"Ich war fünf Minuten im Bahnhof, um zu schauen, ob unser Gast schon da ist", erzählt Ingrid S. aus Amberg. "Danach hatte ich einen Strafzettel mit 30 Euro an der Scheibe." Verwarnung eines privaten Parküberwachers. Ingrid hat Glück, dass sie einen resoluten Ehemann hat: "Ich habe dort angerufen und denen gesagt, dass ich nicht weiß, wer gefahren ist, und dass sie das erst mal nachweisen sollen", freut sich Lorenz S. über die fallengelassene Forderung.
Weniger Glück hatte Doris W. am Weidener Bahnhof. "Ich hab mir kurz eine Zeitschrift geholt, danach hatte ich einen Strafzettel." Kostenpunkt für die Lektüre samt drei Minuten Parken: 30 Euro.

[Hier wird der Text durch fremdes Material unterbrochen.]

PR #4102, opened 2020-01-06
Debian: write out only one CA certificate per file

yrro:
ca-certificates populates /etc/ssl/certs with symlinks to its input
files and then runs 'openssl rehash' to create the symlinks that libssl
uses to look up a CA certificate to see if it is trused.

'openssl rehash' ignores any files that contain more than one
certificate: <https://bugs.debian.org/cgi-bin/bugreport.cgi?bug=945274>.

With this change, we write out trusted CA certificates to
/usr/local/share/ipa-ca, one certificate per file.

The code currently uses f-strings and pathlib which I presume are
newer than the oldest version of Python that FreeIPA supports. I'll
change the code to avoid using these features if you're happy with
the approach I've taken.

Fixes: https://pagure.io/freeipa/issue/8106

### DIFF
--- a/ipaplatform/base/tasks.py
+++ b/ipaplatform/base/tasks.py
@@ -73,6 +73,23 @@ class BaseTaskNamespace:
         Returns True if the operation succeeded, False otherwise.
         """
 
+        try:
+            if self.platform_insert_ca_certs(ca_certs):
+                return self.reload_systemwide_ca_store()
+        except Exception:
+            logger.exception('Could not populate systemwide CA store')
+
+        return False
+
+    def platform_insert_ca_certs(self, ca_certs):
+        """
+        Platform implementations override this method to implement
+        population of the systemwide CA store.
+
+        Returns True if changes were made to the CA store, False otherwise.
+
+        Raises Exception if something went wrong.
+        """
         raise NotImplementedError()
 
     def remove_ca_certs_from_systemwide_ca_store(self):
@@ -83,6 +100,25 @@ class BaseTaskNamespace:
         Returns True if the operation succeeded, False otherwise.
         """
 
+        try:
+            if self.platform_remove_ca_certs():
+                return self.reload_systemwide_ca_store()
+        except Exception:
+            logger.exception(
+                'Could not remove certificates from systemwide CA store'
+            )
+
+        return False
+
+    def platform_remove_ca_certs(self):
+        """
+        Platform implementations override this method to implement
+        removal of certificates from the systemwide CA store.
+
+        Returns True if changes were made to the CA store, False otherwise.
+
+        Raises Exception if something went wrong.
+        """
         raise NotImplementedError()
 
     def get_svc_list_file(self):
--- a/ipaplatform/debian/tasks.py
+++ b/ipaplatform/debian/tasks.py
@@ -8,12 +8,21 @@ This module contains default Debian-specific implementations of system tasks.
 
 from __future__ import absolute_import
 
+import logging
+import os
+import shutil
+from pathlib import Path
+
 from ipaplatform.base.tasks import BaseTaskNamespace
 from ipaplatform.redhat.tasks import RedHatTaskNamespace
 from ipaplatform.paths import paths
 
 from ipapython import directivesetter
 from ipapython import ipautil
+from ipapython.dn import DN
+
+logger = logging.getLogger(__name__)
+
 
 class DebianTaskNamespace(RedHatTaskNamespace):
     @staticmethod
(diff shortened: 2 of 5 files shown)


rcritten:
There are remaining references to paths.IPA_P11_KIT which is being removed in the patch.

ipaplatform/debian/tasks.py
```diff
@@ -8,13 +8,23 @@
 
 from __future__ import absolute_import
 
+import errno
+import logging
+import os
+from pathlib import Path
```
tiran: IPA doesn't use pathlib yet. Should we start using the stdlib module?

ipaplatform/debian/tasks.py
```diff
@@ -88,4 +98,99 @@ def configure_pkcs11_modules(self, fstore):
...
+        ca_certificates_dir_path = Path(paths.CA_CERTIFICATES_DIR)
+        try:
+            ca_certificates_dir_path.mkdir(mode=0o755, exist_ok=True)
+        except OSError as e:
+            logger.error(
+                'Could not create %s: %s', ca_certificates_dir_path, e)
+            return False
+
+        for i, ca_cert in enumerate(ca_certs):
+            cert, nickname, trusted, _ext_key_usage = *ca_cert,
```
tiran: Simple tuple unpacking works here, too:
``cert, nickname, trusted, _ext_key_usage = ca_cert``

ipaplatform/debian/tasks.py
```diff
@@ -88,4 +98,99 @@ def configure_pkcs11_modules(self, fstore):
...
+
+            if not trusted:
+                continue
+
+            try:
+                # XXX is rfc4514_string really displaying the DN
+                # elements in the wrong order?
```
tiran: LDAP and X.509 have different opinions how to display a DN. LDAP (RFC 4514) uses leaf to root order, X.509 root to leaf order.

ipaplatform/debian/tasks.py
```diff
@@ -88,4 +98,99 @@ def configure_pkcs11_modules(self, fstore):
...
+                subject = cert.subject.rfc4514_string()
```
tiran: ``rfc4514_string`` is a new API. IPA targets older python-cryptography versions without the API.

ipaplatform/debian/tasks.py
```diff
@@ -88,4 +98,99 @@ def configure_pkcs11_modules(self, fstore):
...
+                    "Failed to decode certificate \"%s\": %s", nickname, e)
+                continue
+
+            ca_path = ca_certificates_dir_path / f'ipa-ca-{i}.crt'
+
+            try:
+                with open(ca_path, 'w') as f:
+                    os.fchmod(f.fileno(), 0o644)
+
+                    f.write(f'''\
```
tiran: style nit-pick: we prefer double triple quotes.

ipaplatform/debian/tasks.py
yrro: If you're happy with Python 3.4 as the minimum?

ipaplatform/debian/tasks.py
yrro: Right... too much staring at the output of gnutls vs openssl x509 vs ldapsearch all day long... :)

ipaplatform/debian/tasks.py
yrro: OK -- i'll use `hasattr` to see if `rfc4514_string` exists and only print the Subject/Issuer if so. Users with old versions of the library can use `openssl x509` by hand :)

ipaplatform/debian/tasks.py
yrro: OK

tjaalton:
thanks for working on this, but could you make it do both, write a file for pki-kit and ca-certificates?

ipaplatform/debian/tasks.py
yrro: Hold on... if I load a certificate with `cryptography` and look at `cert.subject.rdns` then I get:

```
[<RelativeDistinguishedName(O=IPADOMAIN)>,
 <RelativeDistinguishedName(CN=Certificate Authority)>]
```

So I'd expect `rfc_4514_string` to show them in the opposite order--but it doesn't, it's outputting `O=IPADOMAIN,CN=Certificate Authority`!

abbra: My understanding is that `cryptography` doesn't really implement explicit ordering. It simply traverses all attributes in the list of attributes for the name as they are. And that list is constructed by using the same order as it was passed on the name instantiation. See https://cryptography.io/en/latest/_modules/cryptography/x509/name/#Name.rfc4514_string and around.

ipaplatform/debian/tasks.py
yrro: Actually I just realised that cert is an `IPACertificate`, so I can use the methods there to format the DNs instead...

yrro:
> thanks for working on this, but could you make it do both, write a file for pki-kit and ca-certificates?

No problem. I'll move the code that actually writes out both files to `BaseTaskNamespace` and call the methods from the platform-specific classes.

ipaplatform/debian/tasks.py
yrro: I'm getting the impression that I should avoid using module in future! :)

ipaplatform/base/tasks.py
```diff
@@ -73,6 +73,23 @@ def insert_ca_certs_into_systemwide_ca_store(self, ca_certs):
         Returns True if the operation succeeded, False otherwise.
         """
 
+        try:
```
yrro: An explanation of the error handling here: before `platform_insert_ca_certs` throws an exception, it logs the context that lets the user figure out exactly what caused the exception to be thrown. That way, the utility functions that manipulate the CA store can exit simply any early when something goes wrong; the logic that handles the failure of those utility functions is in one place (here); and the user gets a useful message such as:

```
ipaplatform.base.tasks: ERROR: Could not populate systemwide CA store
  File "/usr/lib/python3/dist-packages/ipaplatform/base/tasks.py", line 77, in insert_ca_certs_into_systemwide_ca_store
    if self.platform_insert_ca_certs(ca_certs):
  File "/usr/lib/python3/dist-packages/ipaplatform/debian/tasks.py", line 106, in platform_insert_ca_certs
    self.write_p11kit_certs(paths.IPA_P11_KIT, ca_certs),
  File "/usr/lib/python3/dist-packages/ipaplatform/redhat/tasks.py", line 316, in write_p11kit_certs
    f = open(path, 'w')
FileNotFoundError: [Errno 2] No such file or directory: '/etc/pki/ca-trust/source/ipa.p11-kit'
```
The first log line was produced by the inner utility function before it re-threw the exception.

ipaplatform/base/tasks.py
```diff
@@ -73,6 +73,23 @@ def insert_ca_certs_into_systemwide_ca_store(self, ca_certs):
         Returns True if the operation succeeded, False otherwise.
```
yrro: The clients of these functions don't actually check the return code...

yrro:
This is ready for another review.

 * Certificate filenames are now built from the Subject DN and serial number,
 * `/usr/local/share/ca-certificates/ipa.p11-kit` is created (for information only since `p11-kit` in Debian does not use it)

tjaalton:
./ipaplatform/debian/tasks.py:152:80: E501 line too long (80 > 79 characters)
this makes the build fail
also, I think the commits should be squashed

yrro:
Yup, I haven't squashed yet because it makes the PR more difficult to review

abbra:
@yrro please squash fixup comments so that we can do actual review. This is how we do all the reviews and development.

ipaplatform/debian/tasks.py
abbra: Note that we are not supporting anything below 3.5 already since FreeIPA 4.7.

abbra:
I triggered PR CI for a final run. Hopefully, we'll get multi-container tests support in Azure Pipelines merged soon and then we can run some of Debian GNU/Linux tests in CI too.

abbra:
@tjaalton could you please run a test on Debian manually?

tjaalton:
Hi, I haven't been able to test this because there's a new breakage caused by an updated component in the distro.. but anything is better than what's there now, so I think this should be merged anyway and fixed afterwards if there's something missing.

tjaalton:
Ok, I've tested on Ubuntu 19.10 and backported ipa 4.8.5 plus this patch there, and client install goes fine and the CA store is updated properly. So +1 from me!

abbra:
OK, I'm going to push this in. @tjaalton has been working on CI testing for Debian so I hope this will help to move forward too.

abbra:
master:

* 3985183d73ffa4be0f1a29a846d0de04d838f62a Debian: write out only one CA certificate per file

Noch ärger erging es Franz W. in Schwandorf: "Ich parke wie immer am Supermarkt, komme vom Einkaufen zurück und habe einen Zettel am Scheibenwischer hängen", erzählt der Rentner. "Erst dachte ich, das muss ein Versehen sein, als Kunde wird man doch wohl noch kostenlos eine halbe Stunde parken dürfen." Weit gefehlt. Auch der Schwandorfer Einzelhändler hat sein Gelände an eine private Firma verpachtet, die Strafmandate verteilt, sobald der Kunde im Markt verschwunden ist.
Dieser Artikel enthielt ursprünglich auch das Bild eines Fitnessstudios. Da dieses Bild jedoch irreführend war, wurde es von der Redaktion wieder entfernt.
Korrekte Parksitten?
Auf seiner Internetseite stellt sich das Unternehmen "Fair Parken" als Wahrer korrekter Parksitten dar. Angeblich würden die privaten Blaujacken Kaufleute und Kunden vor Pendlern bewahren, die stundenlang Parkplätze blockierten. Die Wirklichkeit sieht anders aus:
- Unscheinbare Hinweisschilder weisen entgegen bereits gefällter Gerichtsurteile dezent darauf hin, dass Parkscheiben benutzt werden müssen.
- Auch der Nachweis eines Einkaufs oder der Mitgliedschaft eines dortigen ansässigen Clubs führt nicht zur Rücknahme der Strafe.
- Alleiniger Daseinszweck des Unternehmens: Strafmaximierung zum eigenen und dem - vermeintlichen - Nutzen der Ladeninhaber.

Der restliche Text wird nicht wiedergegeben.